3.6. Drug Loading Studies

To demonstrate the method for drug delivery, Nile Red and DOX were utilized as hydrophobic and hydrophilic drugs, respectively, and encapsulated within the polymer vesicles via the single-emulsion method. Nile Red and DOX were dissolved in oil phase solvents and then the emulsion template and polymer vesicles were prepared. The final product was dialyzed under constant stirring for 48 h in DI water.

The drug loading efficiency (DLE) was calculated by following Equation (2).

$$\mathrm{D}\mathrm{L}\mathrm{E}\left(\mathrm{\%}\right)={\displaystyle \frac{{\mathrm{W}}_{\mathrm{L}\mathrm{o}\mathrm{a}\mathrm{d}}}{{\mathrm{W}}_{\mathrm{T}\mathrm{o}\mathrm{t}\mathrm{a}\mathrm{l}}}}\times 100\mathrm{\%}$$

(2)

W_load is the loading weight of polymer vesicles and W_total is the total weight of DOX and Nile Red. Nile Red and DOX concentrations were measured by UV-vis (Shimadzu, UV-3600Plus, Kyoto, Japan) and a fluorescence spectrophotometer (HITACHI F-4600, Tokyo, Japan).

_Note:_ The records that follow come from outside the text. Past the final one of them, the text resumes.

Issue #220, opened 2023-01-05
Rework metadata collection (via h5py)


collinss-jpl:
In the Beta version of the CSLC-S1 SAS, product metadata is now stored within a separate .h5 file, rather than .json.
We need to develop an analog of the the [get_rtc_s1_product_metadata](https://github.com/nasa/opera-sds-pge/blob/9aac542114419f7a52f2f2786cf1b41050c28590/src/opera/util/metadata_utils.py#L264) function tailored for the CSLC-S1 metadata format.

Similar to the RTC-S1 HDF5 metadata, there are also several top level groupings of metadata that we should capture into a dictionary. The definition of the available groupings can be found within section 5 of the CSLC-S1 Product Spec, which can be found in Artifactory-FN under the path `general/gov/nasa/jpl/opera/adt/cslc_s1/r3/beta/documents/OPERA_CSLC_S1_Product_Spec.docx`. The groupings to be captured should include:

- /science/SENTINEL1/identification
- /science/SENTNEL1/CSLC/grids
- /science/SENTINEL1/CSLC/corrections
- /science/SENTINEL1/CSLC/metadata/processing_information
- /science/SENTINEL1/CSLC/metadata/orbit

Sample .h5 products to test with can be found with the golden test dataset found in AF under the path `general/gov/nasa/jpl/opera/adt/cslc_s1/r3/beta/delivery_cslc_s1_beta_0.1.zip`

PR #226, opened 2023-01-17
220 Rework metadata collection via h5py

david-inglish:
## Description
- This adds a function to retrieve h5 metadata from the CSLC HDF5 metadata files.
- Testing showed that pruning datasets on retrieval doesn't save significant time and so pruning is not done.

## Affected Issues
- #220 

## Testing
- A unit test has been added to create dummy data which is retrieved and validated.


collinss-jpl (approved):
Looks great, thanks @david-inglish!

PR #1252, opened 2018-08-17
docfix Mojo::Base->tap allows assigning to $_

wrog:
### Summary
fix description of Mojo::Base->tap to make clear that you can assign to $_ to switch a method chain to different object

### Motivation
it was something that hadn't occurred to me that this was possible until I looked at the code, and the use of the for loop strongly suggests to me that this was deliberately intended behavior ("local $_ = ..." being the more obvious thing to do if you don't care about the aliasing) -- but even if not, it's way useful and worth mentioning.

I also suspect this is an issue that will be coming up more often with Promises given that those typically involve method chains where the object being referenced is constantly changing

### DIFF
--- a/lib/Mojo/Base.pm
+++ b/lib/Mojo/Base.pm
@@ -291,17 +291,22 @@ pass it either a hash or a hash reference with attribute values.
   $object = $object->tap('some_method', @args);
 
 Tap into a method chain to perform operations on an object within the chain
-(also known as a K combinator or Kestrel). The object will be the first argument
-passed to the callback, and is also available as C<$_>. The callback's return
-value will be ignored; instead, the object (the callback's first argument) will
-be the return value. In this way, arbitrary code can be used within (i.e.,
-spliced or tapped into) a chained set of object method calls.
+(also known as a K combinator or Kestrel). The object will be passed to the
+callback as its first argument and will also be available as C<$_>, which,
+in turn, is aliased to the value to be ultimately returned from C<tap> (the
+callback's own return value being ignored), i.e., the object itself, unless
+the callback assigns some other value to C<$_>. In this way, arbitrary code
+can be used within (i.e., spliced or tapped into) a chained set of object
+method calls.
 
   # Longer version
   $object = $object->tap(sub { $_->some_method(@args) });
 
   # Inject side effects into a method chain
   $object->foo('A')->tap(sub { say $_->foo })->foo('B');
+
+  # Perform surgery and continue with a different object
+  $object->tap(sub { ($_, $_->{foo}} = ($_->{foo}, $_->munge()); })->bar;
 
 =head2 with_roles
 


kraih:
No, this was not intended to be a feature. There are no tests for it after all. So, if you wanted to make this a feature you would need to add tests first. But i'll vote 👎 on this proposal because i think it looks rather ugly and is not valuable enough.

Grinnz:
I also disagree that this should be a feature. It will lead only to confusion if you use it.

kiwiroy:
`Mojo::Collection` uses this pattern too for `each`, `first`, `grep`, etc... which can be tempting, though I'm not advocating, to use on large lists to avoid a chain to `map` which creates a new obj.

```
## 9 not 1
perl -MMojo::Collection=c -le 'c(1..5)->each(sub { $_ = 9 if $_ == 1; })->join("\n")->say'
9
2
3
4
5
## only odd numbers get kept and doubled
perl -MMojo::Collection=c -le 'c(1..5)->grep(sub { my $res = $_ % 2; $_ *= 2; $res; })->join("\n")->say'
2
6
10
```

wrog:
I completely agree it's ugly.  But the whole point of facilities like tap and monkey_patch, as I understand it, is for when one is stuck in a situation where the API is missing something and the alternatives are uglier.  Once consensus emerges as to what the new method[s] should look like and get implemented, the various stopgaps can be cleaned up, but until then things need to work...

... and for that situation I would think it's better to err on the side of flexibility [i.e., letting people do what they need to do]

(or I should just use monkey_patch; hm...)

Grinnz:
The point of tap is to apply API functions to the object so that you can continue chaining on the same object afterward, not to make an even more confusing expression. Monkey patch is not really related and whether it's a good idea is highly situational.

Grinnz:
Also consider roles to bundle up a set of changes to an existing class without globally modifying the class (applying a role creates a new class, and you can apply them to an object which creates the class then reblesses the object). https://metacpan.org/pod/Role::Tiny

wrog:
I'll note the particular use case I'm looking at is a promise chain
```
->then(...)
->then(... if($cond) { $p->resolve($value); die; } ... )
->then(...)
->then(...)
->tap(sub{$_ = $p->resolve($_);})
->then(...)
->catch(...)->wait
```
and yes, it would be much cleaner to be able to do
```
->then(...)
->then(...  $p->throw($value) if($cond);  ... )
->then(...)
->then(...)
->settles($p)
->then(...)
->catch(...)->wait
```
but I'm still waffling on the naming issues, 

and until I have an actual coherent proposal that can be adopted, I need duct tape.

Grinnz:
You can do this with `->catch(sub { $_ })` unless I'm missing something?

kraih:
Ok, i don't see this proposal getting the support it needs to pass the vote. Before you send a new pull request for `Mojo::Promise` additions, please discuss the changes on IRC or the mailing-list first.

3.7. Cell Culture and Real-Time Living Cell Imaging

The 4T1 cells, at a density of 1.0 × 10³ cells per well, were seeded in 96-well plates and cultured with DMEM supplemented with 10% FBS, penicillin and streptomycin, under a humidified atmosphere. The viability and proliferation of 4T1 cells cultured on different polymer vesicle samples were evaluated using the CCK-8 assay. The optical density (OD) was recorded, and the hemolytic ratio was calculated as follows:

$$\mathrm{H}\mathrm{e}\mathrm{m}\mathrm{o}\mathrm{l}\mathrm{y}\mathrm{t}\mathrm{i}\mathrm{c}\mathrm{e} \mathrm{r}\mathrm{a}\mathrm{t}\mathrm{i}\mathrm{o}={\displaystyle \frac{\mathrm{O}{\mathrm{D}}_{\mathrm{t}}-\mathrm{O}{\mathrm{D}}_{\mathrm{N}}}{\mathrm{O}{\mathrm{D}}_{\mathrm{P}}-{\mathrm{O}\mathrm{D}}_{\mathrm{N}}}}\times 100\mathrm{\%}$$

(3)

Here, OD_n, OD_p, and OD_t were the absorbance values of samples, negative control (PBS) and positive control (water), respectively.

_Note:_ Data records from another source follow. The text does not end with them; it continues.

PR #1270, opened 2018-10-08
Add log shortcut.

marcusramberg:
This PR adds a log shortcut to Mojolicious::Controller,
and updates guides and helpers to use it

Writing $self->app->log over and over feels tedious, this
PR makes Mojolicious more fun to use ;)

As discussed on IRC.

PR #1271, opened 2018-10-08
Add log alias

marcusramberg:
Add a log alias helper to Mojolicious::Plugin::DefaultHelpers,
and update guides and helpers to use it

Logging often happens from the controller, and this saves you from
repetitive $c->app->log calls.

This is a updated version of #1270

### DIFF
--- a/lib/Mojolicious/Controller.pm
+++ b/lib/Mojolicious/Controller.pm
@@ -403,8 +403,8 @@ L<Mojolicious::Controller> implements the following attributes.
 A reference back to the application that dispatched to this controller, usually
 a L<Mojolicious> object.
 
-  # Use application logger
-  $c->app->log->debug('Hello Mojo');
+  # Use application user agent
+  my $tx = $c->app->ua->get('mojolicious.org');
 
   # Generate path
   my $path = $c->app->home->child('templates', 'foo', 'bar.html.ep');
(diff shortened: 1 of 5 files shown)


kraih:
Don't use `$c->log->*` in core Mojo code, it's much much slower than `$c->helpers->log->*`, and can break if someone has a log method in their controller.

marcusramberg:
> Don't use `$c->log->*` in core Mojo code, it's much much slower than `$c->helpers->log->*`, and can break if someone has a log method in their controller.

Good point. Made more sense when it was just a shortcut instead of a helper. Pushed a fixup commit to remove that part now.

kraih:
My vote will be neutral on this. Only reason i can think of against it would be the possibility of us wanting to use a log helper in the future for logging with request ids.

jberger:
I've always wanted the controller's logger to be a little smarter. I'd like it to have things like contextual information, request id and other things. This would be convenient but limit that future option. I'm pretty sure I discussed this at the hack day in Oslo. Anyway, that said, if the convenience is the pure benefit, I wont block it. Guess I'm neutral on the assumption that (and @kraih just posted) that the idea of per-controller logging is at least considered before accepting this proposal.

jhthorsen:
@jberger: I'm not sure if I follow. Could you tell a bit more about what you would add to the log helper to get what you want? An example log line might be enough to get me up to speed.

marcusramberg:
I guess this helper could later be extended to give the logger more
metadata if it supports it?

kraih:
We might want to use nested helpers like `log.debug` for logging with request id.

kraih:
Looks like the discussion went stale. Given the arguments we've collected so far, i'll have to give this a 👎.

kraih:
Since this proposal did not reach the required votes, i'll close it for now.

Real-time observation of the cellular uptake and localization of polymer vesicle delivery systems was accomplished by CLSM. Cells were cultured at different intervals in fresh medium containing pure polymer vesicles and Nile Red-labeled polymer vesicles at 37 °C. CLSM images were analyzed using AxioVision 4.2 software (Carl Zeiss, White Plains, NY, USA).

4. Conclusions

A microfluidic technology was utilized to synthesize the emulsion template for preparing polymer vesicles. It reveals that polymer concentration is an essential factor in the formation of polymer vesicles budding. Regions of high concentration are prone to the formation of narrowly dispersed nano-scale vesicles, while micro-scale vesicles and micelles tend to arise at lower concentrations. This result suggests a unique intermediate process for preparation of polymer vesicles using the emulsion template method, which diverges significantly from the conventional double-emulsion template method [44]. Research also investigations on cell cytophagy have demonstrated that the vesicles show favorable biocompatibility, offer potential for various biological applications.